What about how efficient your own pulse motor is at a give RPM?  I think air resistance is proportional to the square or possibly the cube of the velocity.  That suggests that more watts are required per unit RPM for increasing steady-state RPMs.  You could even plot that on a graph, just record the input power at say eight different RPMs and see if you see that air resistance signature in the plot.  Something akin to the power curves that you see for real motors.

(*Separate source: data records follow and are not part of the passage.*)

PR #1217, opened 2019-08-19
Drools 4434 Setup drools-wb for Sonar analysis

gitgabrio:
@danielezonca @rsynek 

See https://issues.jboss.org/browse/DROOLS-4434

For the moment being most of submodules have sonar analysis disabled, and the report on sonar mark this project as "Red" quality gate


pom.xml
```diff
@@ -281,4 +286,169 @@
...
+            <artifactId>jacoco-maven-plugin</artifactId>
+            <configuration>
+              <skip>${code.coverage.disabled}</skip>
+            </configuration>
+          </plugin>
+        </plugins>
+      </build>
+    </profile>
+    <!-- Merges test coverage reports and uploads statistics via sonar scanner into the SonarCloud. -->
+    <profile>
```
rsynek: This profile is already defined in kie-parent

pom.xml
```diff
@@ -281,4 +286,169 @@
...
+                  <goal>sonar</goal>
+                </goals>
+                <phase>generate-resources</phase>
+              </execution>
+            </executions>
+          </plugin>
+        </plugins>
+      </build>
+    </profile>
+    <profile>
```
rsynek: ditto

pom.xml
```diff
@@ -39,6 +39,11 @@
     <checkstyle.logViolationsToConsole>true</checkstyle.logViolationsToConsole>
     <jacoco.haltOnFailure>true</jacoco.haltOnFailure>
     <spotbugs.failOnViolation>true</spotbugs.failOnViolation>
+    <!-- JaCoCo coverage data file location. Using a single file for appending in the project's root directory makes it
+       possible to measure cross-module test coverage -->
+    <!--suppress UnresolvedMavenProperty -->
+    <jacoco.exec.file>${maven.multiModuleProjectDirectory}/target/jacoco.exec</jacoco.exec.file>
```
rsynek: The property is already defined here:
https://github.com/kiegroup/droolsjbpm-build-bootstrap/blob/master/pom.xml#L542

pom.xml
gitgabrio: @rsynek 
Fixed!

pom.xml
gitgabrio: @rsynek 
Fixed!

gitgabrio:
@rsynek 
Hi. Could you verify the PR now? I've removed all the inherited stuff

drools-wb-screens/drools-wb-scenario-simulation-editor/drools-wb-scenario-simulation-editor-api/pom.xml
```diff
@@ -65,6 +65,13 @@
       <artifactId>drools-scenario-simulation-api</artifactId>
     </dependency>
 
+    <dependency>
+      <groupId>org.jacoco</groupId>
```
rsynek: what is the reason for declaring this dependency here?

pom.xml
```diff
@@ -37,7 +37,8 @@
     </checkstyle.header.template>
     <checkstyle.failOnViolation>true</checkstyle.failOnViolation>
     <checkstyle.logViolationsToConsole>true</checkstyle.logViolationsToConsole>
-    <jacoco.haltOnFailure>true</jacoco.haltOnFailure>
+    <jacoco.haltOnFailure>false</jacoco.haltOnFailure>
+    <jacoco.line.coveredratio.minimum>0.6</jacoco.line.coveredratio.minimum>
```
rsynek: No need to override the threshold, no one cares as long as it doesn't fail the build, which is prevented by the property one line above.

gitgabrio: @rsynek 
Copied them from kie-parent - I know it is "ignored" due to the "haltOnFailure"

drools-wb-screens/drools-wb-scenario-simulation-editor/drools-wb-scenario-simulation-editor-api/pom.xml
gitgabrio: @rsynek 
Without that I had classnotfound exception.

gitgabrio:
@rsynek @danielezonca 
I've setup code coverage (both jacoco execution and sonar analysis) only for scenario-simulation, and the reuslt is a 66% coverage. I've created another sonar-profile to allow such level of coverage, but anyway the bugs rate is "E" (like for other projects).

pom.xml
```diff
@@ -44,6 +44,7 @@
        possible to measure cross-module test coverage -->
     <!--suppress UnresolvedMavenProperty -->
     <code.coverage.disabled>false</code.coverage.disabled>
+    <sonar.coverage.exclusions></sonar.coverage.exclusions>
```
rsynek: If I understand it correctly, this line made the coverage working, right?

I wonder why it behaves like that, as e.g. for drools, there is no such declaration needed in the top-level pom.xml [1]. The situation is similar there, one of the sub-modules excludes every java file from coverage statistics [2].

[1] https://github.com/kiegroup/drools/blob/master/pom.xml
[2] https://github.com/kiegroup/drools/blob/master/kie-dmn/kie-dmn-api/pom.xml#L68

rsynek:
> @rsynek @danielezonca
> I've setup code coverage (jacoco execution) and whole sonar analysis only for scenario-simulation, and the result is a 66% coverage with bug level of "C". I've created another sonar-profile to allow such level of coverage, but anyway the security rate is "B", worst then the accepted one.

First of all, 66% overall coverage is nice. There is no point in lowering the threshold via a Quality Gate just to see it passed. The gate is more useful when it comes to new PRs - and there you might want to keep the 80%. After some time (and amount of code), if every PR is above 80% test coverage, the entire project will get over 80% too.

Regarding the bug and security ratings. I suggest taking some time to look into these issues and either fix them or close them.

Thank you, nice job!

pom.xml
```diff
@@ -356,8 +356,24 @@
                 <systemPropertyVariables>
                   <jacoco-agent.destfile>${jacoco.exec.file}</jacoco-agent.destfile>
                 </systemPropertyVariables>
+                <skip>${code.coverage.disabled}</skip>
               </configuration>
             </plugin>
+            <plugin>
+              <artifactId>maven-compiler-plugin</artifactId>
```
rsynek: Would you please explain why skipping test compilation is necessary?

pom.xml
rsynek: As it's not used, I would recommend removing the property from here.

drools-wb-screens/drools-wb-scenario-simulation-editor/drools-wb-scenario-simulation-editor-api/pom.xml
rsynek: Have you found out why is the dependency required here? I should be already on classpath due to [1] and I can't see a reason why it needs to be declared here, especially outside any profile.

[1] https://github.com/kiegroup/drools-wb/pull/1217/files#diff-600376dffeb79835ede4a0b285078036R310

pom.xml
gitgabrio: @rsynek 
That profile is used only for sonar reports. So, all the time spent on "testCompile" modules that are ignored by jacoco and sonar is wasted.

gitgabrio:
> > @rsynek @danielezonca
> > I've setup code coverage (jacoco execution) and whole sonar analysis only for scenario-simulation, and the result is a 66% coverage with bug level of "C". I've created another sonar-profile to allow such level of coverage, but anyway the security rate is "B", worst then the accepted one.
> 
> First of all, 66% overall coverage is nice. There is no point in lowering the threshold via a Quality Gate just to see it passed. The gate is more useful when it comes to new PRs - and there you might want to keep the 80%. After some time (and amount of code), if every PR is above 80% test coverage, the entire project will get over 80% too.
> 
> Regarding the bug and security ratings. I suggest taking some time to look into these issues and either fix them or close them.
> 
> Thank you, nice job!

@rsynek 
This is not the scope of this PR, as we agreed upon since the very beginning.

pom.xml
rsynek: I think that's a false assumption - the sonarcloud analysis is bound to `generate-resources` phase, which is called from jenkins jobs:
https://github.com/kiegroup/kie-jenkins-scripts/blob/master/job-dsls/jobs/pr_jobs.groovy#L254

It's not ideal; I should have made it even more early - `validate`. So if you want to optimize the execution time even further, I would recommend binding the maven execution on Jenkins to the `validate` phase and of course making a corresponding change in kie-parent.

The described optimization is out of scope of this PR, though.

rsynek:
> > > @rsynek @danielezonca
> > > I've setup code coverage (jacoco execution) and whole sonar analysis only for scenario-simulation, and the result is a 66% coverage with bug level of "C". I've created another sonar-profile to allow such level of coverage, but anyway the security rate is "B", worst then the accepted one.
> > 
> > 
> > First of all, 66% overall coverage is nice. There is no point in lowering the threshold via a Quality Gate just to see it passed. The gate is more useful when it comes to new PRs - and there you might want to keep the 80%. After some time (and amount of code), if every PR is above 80% test coverage, the entire project will get over 80% too.
> > Regarding the bug and security ratings. I suggest taking some time to look into these issues and either fix them or close them.
> > Thank you, nice job!
> 
> @rsynek
> This is not the scope of this PR, as we agreed upon since the very beginning.

Absolutely, that's something which should be addressed after merging this PR - sorry if my comment made you think it was a required change. This is a follow-up work, I would just avoid lowering the thresholds as the first step.

pom.xml
gitgabrio: @rsynek 
I've see that while launching commands, that's why I've put that that way.
Please verify yourself.

rsynek: It depends on what command did you use to run the analysis. If I run it via:
`mvn generate-resources -Psonarcloud-analysis`, there is no invocation of the compiler plugin.

gitgabrio: @rsynek 
That exclusion is inside the run-code-coverage profile, not in the sonarcloud one.

rsynek: I see. So you want to skip compilation of tests in the original maven goal that is supposed to run tests? This leads me to a question - are these tests from modules where you skip their compilation executed?

drools-wb-screens/drools-wb-scenario-simulation-editor/drools-wb-scenario-simulation-editor-api/pom.xml
gitgabrio: @rsynek 
Removed

pom.xml
gitgabrio: @rsynek 

Needed to analyze/upload code-coverage. Moved to scenario-simulation

gitgabrio:
@danielezonca  @rsynek 
This is the last status.

rsynek:
@gitgabrio nice! So the last comment that remains to be resolved is the one about a compiler plugin and then we can merge.

PR #5, opened 2015-03-11
Correct copyright notice

TheDoubleK:


LICENCE
```diff
@@ -1,6 +1,4 @@
-The MIT License (MIT)
-
-Copyright (c) 2015 GOV.UK
+Copyright (C) 2015 Crown Copyright (Government Digital Service)
```
tombye: Think the `(C)` should be `(c)` here (according to usage across other GDS projects).

TheDoubleK: I'm not sure it makes a lot of difference as either is supposed to be a substitute for the copyright sign.

Whitehall has a capital C, which is where I copied this from: https://github.com/alphagov/whitehall/blob/master/LICENCE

The real thing for the efficiency game is having full control over the timing and finding the perfect sweet spot for the narrowest possible pulse width and the resultant least amount of power consumed at a given RPM.  Of course moving the reed switch around is a way to accomplish this, but it has its limitations.  The MHOP analog comparitor is a more sophisticated version of a reed switch.  Of course a microcontroller approach to optimizing the timing would be the Cadillac approach.

These are things that should be considered for a major build that you want to invest real time in  - but I am not sure about the spaghetti sticking.


excellent points!
however, and i speak for myself. These are only spaghetti spinners here (meant like "spaghetti westerns") dime a dozen. When I used the word efficient, that was only to reflect it still uses energy - nothing free here.